Provided material START

PR #2353, opened 2026-08-16
fix(kimodo): ease a chained segment off the pose last commanded

cagataycali:
## Problem

Changing the prompt mid-rollout is the documented way to drive a long-horizon sequence through `KimodoPolicy`. Its own docstring says the instance "synthesises ONCE on first call (or when the prompt changes) then streams per-frame targets", and `_sample_key` includes the prompt precisely so a new prompt samples the next segment and the stream continues.

Kimodo samples every motion from its own canonical start pose, though, so a fresh segment's first frame bears no relation to where the previous segment left the robot. It was emitted unmodified, stepping all 29 joints in a single tick.

Driving the shipped policy over the 600 ordered pairs of a 25-motion corpus (each pair = one prompt change mid-rollout):

| | before | after |
|---|---|---|
| worst seam step | 2.866 rad (164 deg) in one tick | **0.478 rad** |
| median seam step | 1.599 rad | **0.266 rad** |
| seams exceeding the largest per-tick step the motions themselves take (0.476 rad) | **507/600 (84.5%)** | 1/600 (0.2%) |

Every one reported `status=success`. The median seam moved a joint further in one tick than the motion ever moves, so the emitted reference is not one a tracker can follow, and nothing said so.

The module already carries a smoothness guarantee, on a far smaller effect: `_slerp_upsample` documents that it widens 30 Hz to 50 Hz "without introducing joint discontinuities". The 30-to-50 Hz resample was interpolated; the segment boundary was not.

## Change

A newly sampled segment is eased off the pose last commanded, decaying the pose offset to zero over `KimodoConfig.transition_frames` native frames. The motion keeps its own shape and velocity; only its starting offset is absorbed.

The default of **5** and the `>= 1` domain are not invented: they are what Kimodo's own sampler applies to `num_transition_frames` when it generates a multi-prompt sequence (it raises `ValueError` below 1). Easing is applied at the native rate, before the upsample, so `transition_frames` counts the same frames the sampler's knob counts.

This differs in kind from the sampler's native path, and the docs say so: Kimodo conditions the *diffusion* of the next segment on the previous segment's last frames. The `KimodoMotionAgent` protocol carries only a prompt and sampling knobs, with no continuation state, so easing shapes the emitted stream rather than the sample. It removes the discontinuity; it does not re-plan the motion around it.

## Scope

Only the seam is touched:

- **A single-prompt rollout is byte-for-byte unchanged** - with no previously commanded pose there is nothing to ease onto. Verified identical over a 150-tick rollout.
- Frames past the transition window are exactly the sampler's own.
- `reset()` forgets the commanded pose, so an episode boundary opens on the motion's own start pose. Forgetting the pose alone was not enough: a buffer already eased onto it would still be replayed from frame 0, so `reset()` rebuilds it from the held sample, without paying for another diffusion run.

The quaternion arm of the upsample and the new transition now share one `_slerp_quat` helper. The extraction is **bit-identical** over all 4975 upsampled frames of the corpus (`np.array_equal` true), including preserving the float32 scalar weight - widening it to a Python float shifted results by 1 ULP.

## Tests

`tests/policies/kimodo/test_chained_prompt_transition_is_continuous.py`, **5 failed / 2 passed before, 13 pass after**. The headline runs on the default config and compares two measured quantities, so on unfixed code it reports the size of the step rather than the absence of a setting:

```
AssertionError: changing the prompt stepped a joint 1.6564 rad in a single tick
out of a 1.6564 rad pose gap (100% of it): a fresh sample is being emitted from
its own start pose instead of being eased off the pose last commanded
```

The two that pass on both trees are the no-overreach controls: a single-prompt rollout is the sampler's own motion, and an episode boundary opens on the motion's own start pose.

The seam is asserted as a *bound* (the gap is spread, not stepped) rather than as "inside the motion's own per-tick envelope". The latter reads stronger but depends on how fast the particular motions move relative to the gap between them, so it can pass on one corpus and fail on another for no change in behaviour.

## Visual

Chained rollout in MuJoCo, headless EGL, worst measured transition ("walking forward" to "crouching to pick an object"), same script under `upstream/main` and this branch, driven by real Kimodo samples. The seam tick is 2.430 rad before and 0.405 rad after; nothing else in the clip exceeds 0.245 rad.

chained prompt transition

Full-resolution MP4: https://raw.githubusercontent.com/cagataycali/robots/media-kimodo-chain-31976878374/kimodo-chain.mp4

Seam tick alone: https://raw.githubusercontent.com/cagataycali/robots/media-kimodo-chain-31976878374/kimodo-seam.png

## Gate

`ruff check` / `ruff format --check` clean over `strands_robots tests tests_integ`; `mypy` 18 errors, identical to `upstream/main` (0 new). Full `tests/` run on both trees with no new failures. Docs updated with a chaining recipe and the new config row; changelog fragment included.

### DIFF
--- a/changelog.d/2353-kimodo-chained-prompt-transition.md
+++ b/changelog.d/2353-kimodo-chained-prompt-transition.md
@@ -1,0 +1,12 @@
+### Fixed
+
+`KimodoPolicy` now eases a newly sampled motion off the pose it last commanded
+when the prompt changes mid-rollout, instead of emitting the fresh sample from
+its own canonical start pose. Chaining prompts is the documented way to drive a
+long-horizon sequence, but every segment boundary stepped all 29 joints at once:
+across the 600 ordered pairs of a 25-motion corpus the median seam moved a joint
+1.6 rad in a single tick, and 84% of transitions exceeded the largest per-tick
+step the motions themselves ever take, all reported as a successful rollout. The
+transition length is `KimodoConfig.transition_frames` (default 5, matching the
+`num_transition_frames` Kimodo's own sampler applies to a multi-prompt
+sequence). A single-prompt rollout is byte-for-byte unchanged.
--- a/docs/policies/kimodo.md
+++ b/docs/policies/kimodo.md
@@ -115,6 +115,7 @@ it, or a tuned PD law) is required, and is out of scope for this provider.
 | `diffusion_steps` | int | 100 | 25–200 useful range |
 | `guidance_scale` | float | 7.5 | CFG weight |
 | `num_frames` | int | 120 | ≤196 (RP-v1 max) |
+| `transition_frames` | int | 5 | Native frames a chained segment is eased over |
 | `native_fps` | int | 30 | Sampler native rate |
 | `tracker_fps` | int | 50 | SLERP upsample target |
 | `device` | str \| None | auto | `"cuda"` / `"cpu"` |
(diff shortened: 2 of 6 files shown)


yinsong1986 (approved):
## Summary

Fixes a real discontinuity in `KimodoPolicy`'s documented prompt-chaining path: a mid-rollout prompt change re-samples from Kimodo's canonical start pose, so the seam stepped all 29 joints in one tick while reporting success. The fix eases a freshly sampled segment off the pose last commanded over `KimodoConfig.transition_frames` native frames (default 5, matching the sampler's own `num_transition_frames` default and `>= 1` domain), applied before the 30->50 Hz upsample so the knob counts the same frames the sampler's does. `reset()` both forgets the commanded pose and rebuilds the buffer from the held raw sample, so an episode boundary is not treated as a seam. The quaternion slerp shared by the upsample and the ease is extracted into `_slerp_quat` with the float32 weight preserved.

## What's good

- New config field is validated through the shared `positive_whole_number_error` domain (bool/NaN/float rejected, pinned by a parametrized test), and `transition_frames` is threaded through the constructor, `_resolve_config`, and `registry/policies.json` `config_keys` in one motion — verified locally that `tests/registry/test_config_keys_agree_with_constructors.py` passes at this head.
- The no-overreach controls are the right ones: single-prompt rollout asserted byte-identical to the sampler's own frames, post-transition frames asserted equal to the virgin segment, and the episode-boundary rebuild covered by a dedicated test.
- The headline seam test asserts a bound derived from two measured quantities on the default config, so it fails on unfixed code with the size of the step rather than the absence of a setting.
- All 74 kimodo unit tests pass locally at `0157e950` (one unrelated collection error in `test_diffusers_agent_checkpoint_layout.py` is a local `huggingface_hub` version mismatch, not this diff).

cagataycali:
Local gate, concrete numbers (full `tests/`, same interpreter, run against this branch and against `upstream/main`):

|---|---|---|
| failing test ids | 53 | 52 |
| passed | 30637 | 30652 |
| collected | 30973 | 30987 |

`comm` of the sorted failing-id sets gives **zero branch-only failures**. The single base-only id is `test_hardware_task_loop_dispatch.py::TestTheRolloutIsDrivenExactlyOnce::test_on_the_nested_branch`, a timing-sensitive test in a rate-guarded loop that passes in isolation on both trees; it is not something this change fixes.

The +14 collected reconciles exactly: 13 from the new test file, plus `test_every_config_keys_entry_names_a_constructor_parameter[kimodo-transition_frames]`, which the existing registry guard auto-parametrises over the new `config_keys` entry and which passes.

`mypy strands_robots tests tests_integ` reports the same 18 errors on both trees (none in the touched files); `ruff check` and `ruff format --check` are clean over the same scope.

Provided material END

> Try it
What this exercise asks for is every line of the data above with the word "motions".

> Answer for this exercise
| seams exceeding the largest per-tick step the motions themselves take (0.476 rad) | **507/600 (84.5%)** | 1/600 (0.2%) |
The seam is asserted as a *bound* (the gap is spread, not stepped) rather than as "inside the motion's own per-tick envelope". The latter reads stronger but depends on how fast the particular motions move relative to the gap between them, so it can pass on one corpus and fail on another for no change in behaviour.
+step the motions themselves ever take, all reported as a successful rollout. The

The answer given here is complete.